● **Stored items**
┄┄┄┄┄┄┄┄┄┄┄┄┄┄┄┄┄┄┄┄

PR #71856, opened 2026-07-17
refactor(data-warehouse): migrate freshcaller, freshdesk, freshservice, front to rest_source (batch 17)

Gilbert09:
## Problem

Batch 17 of the ongoing effort to migrate hand-rolled data-warehouse source connectors onto the shared `rest_source` framework, removing duplicated pagination, auth, resume, and schema-building code.

## Changes

Migrated sources (behavior-preserving, coverage-first — each keeps its full test suite green, reusing `validate_via_probe`, `build_endpoint_schemas`, resumable built-in paginators, and framework `auth` for secret redaction):

- **freshcaller**
- **freshdesk**
- **freshservice**
- **front**

Not migrated this batch (left hand-rolled, valid blockers — all documented framework gaps):
- **exchange_rates_api** — client-side date-windowing + watermark-derived range, an HTTP-200 functional error envelope, and dict-to-rows normalization.
- **flowlu** — api_key travels in the query param, so it appears in the raised error's URL; the framework redacts logs but not exception messages.
- **formbricks** — self-hosted-instance security controls (streaming body size/time caps, dynamic DNS/private-IP SSRF guard) beyond static host-pinning, plus a 200-body retryable envelope.
- **freshsales** — view-based endpoints need a preparatory `/filters` request plus a global client-side view reduction (prefer the "All"-named view, else first) before listing.

## How did you test this code?

- Each migrated source's own `tests/` suite passes in isolation, asserting the same pagination progression, resume round-trips, termination, fail-loud paths, and `validate_credentials` mapping as before.
- Merged run of all 4 migrated dirs + `common/rest_source/tests/` — 352 passed.
- `hogli ci:preflight --fix` clean (0 failures).

## 🤖 Agent context

Part of the stacked rest_source migration program. Base branch is the batch-16 PR (#71852); merge in order.

PR #71864, opened 2026-07-17
refactor(data-warehouse): exception-secret redaction + migrate flowlu, fly_io, fullstory, giphy, gitbook, gocardless (batch 18)

Gilbert09:
## Problem

Batch 18 of the ongoing effort to migrate hand-rolled data-warehouse source connectors onto the shared `rest_source` framework, removing duplicated pagination, auth, resume, and schema-building code.

This batch also lands a generic framework capability — **auth-secret redaction in raised exception messages** — so a source whose API key rides in a query param no longer leaks it into the user-visible error.

## Changes

Framework:
- `common/rest_source` now scrubs the configured auth's secret values out of every raised error message (`raise_for_status` HTTPError, `HTTP {status} for {url}`, malformed-JSON, redirect, and off-host errors). An API that carries its key in the URL query string (e.g. `?api_key=...`) previously leaked it via the request URL embedded in those messages; the secret is now replaced with `***` while the status/prefix text is preserved. Reuses the same `auth_secret_values` already registered for log redaction.

- **flowlu** — now expressible: its api_key rides in the query param, and the new exception redaction keeps the key out of `latest_error`
- **fly_io**
- **fullstory**
- **giphy** — query-param api_key, redaction-covered
- **gitbook**
- **gocardless**

- **gladly** — bulk data ships as streamed JSONL export files (`iter_lines` + per-line decode tolerance) with client-side job-watermark filtering and two transport modes.
- **gnews** — classifies a 403 by page number (graceful-stop on page > 1, fail-loud on page 1), not expressible via status/content-only response actions.

- New framework capability: 3 cases in `test_exception_redaction.py` — a query-param secret is scrubbed from both a 4xx HTTPError and a 5xx retryable error (status prefix preserved), and messages are untouched when no auth secret is registered.
- Merged run of all 6 migrated dirs + `common/rest_source/tests/` — 429 passed. Additive framework change: all existing `rest_source` tests plus auth-carrying consumer smoke (alguna, apify_dataset, delighted, checkout_com) stay green.

## 🤖 Agent context

Part of the stacked rest_source migration program. Base branch is the batch-17 PR (#71856); merge in order.

### DIFF
--- a/products/warehouse_sources/backend/temporal/data_imports/sources/common/rest_source/rest_client.py
+++ b/products/warehouse_sources/backend/temporal/data_imports/sources/common/rest_source/rest_client.py
@@ -10,6 +10,7 @@ from requests import Request, Response, Session
 from requests.auth import AuthBase
 from requests.exceptions import (
     ChunkedEncodingError,
+    HTTPError,
     JSONDecodeError as RequestsJSONDecodeError,
 )
 from tenacity import RetryCallState, retry, retry_if_exception_type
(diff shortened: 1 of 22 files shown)


Gilbert09:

┄┄┄┄┄┄┄┄┄┄┄┄┄┄┄┄┄┄┄┄

For this exercise, output exactly the lines above from the line with "Batch 17 of" to the line with "## How did you test this code?", counting both, and leave out the rest.

Batch 17 of the ongoing effort to migrate hand-rolled data-warehouse source connectors onto the shared `rest_source` framework, removing duplicated pagination, auth, resume, and schema-building code.

## Changes

Migrated sources (behavior-preserving, coverage-first — each keeps its full test suite green, reusing `validate_via_probe`, `build_endpoint_schemas`, resumable built-in paginators, and framework `auth` for secret redaction):

- **freshcaller**
- **freshdesk**
- **freshservice**
- **front**

Not migrated this batch (left hand-rolled, valid blockers — all documented framework gaps):
- **exchange_rates_api** — client-side date-windowing + watermark-derived range, an HTTP-200 functional error envelope, and dict-to-rows normalization.
- **flowlu** — api_key travels in the query param, so it appears in the raised error's URL; the framework redacts logs but not exception messages.
- **formbricks** — self-hosted-instance security controls (streaming body size/time caps, dynamic DNS/private-IP SSRF guard) beyond static host-pinning, plus a 200-body retryable envelope.
- **freshsales** — view-based endpoints need a preparatory `/filters` request plus a global client-side view reduction (prefer the "All"-named view, else first) before listing.

## How did you test this code?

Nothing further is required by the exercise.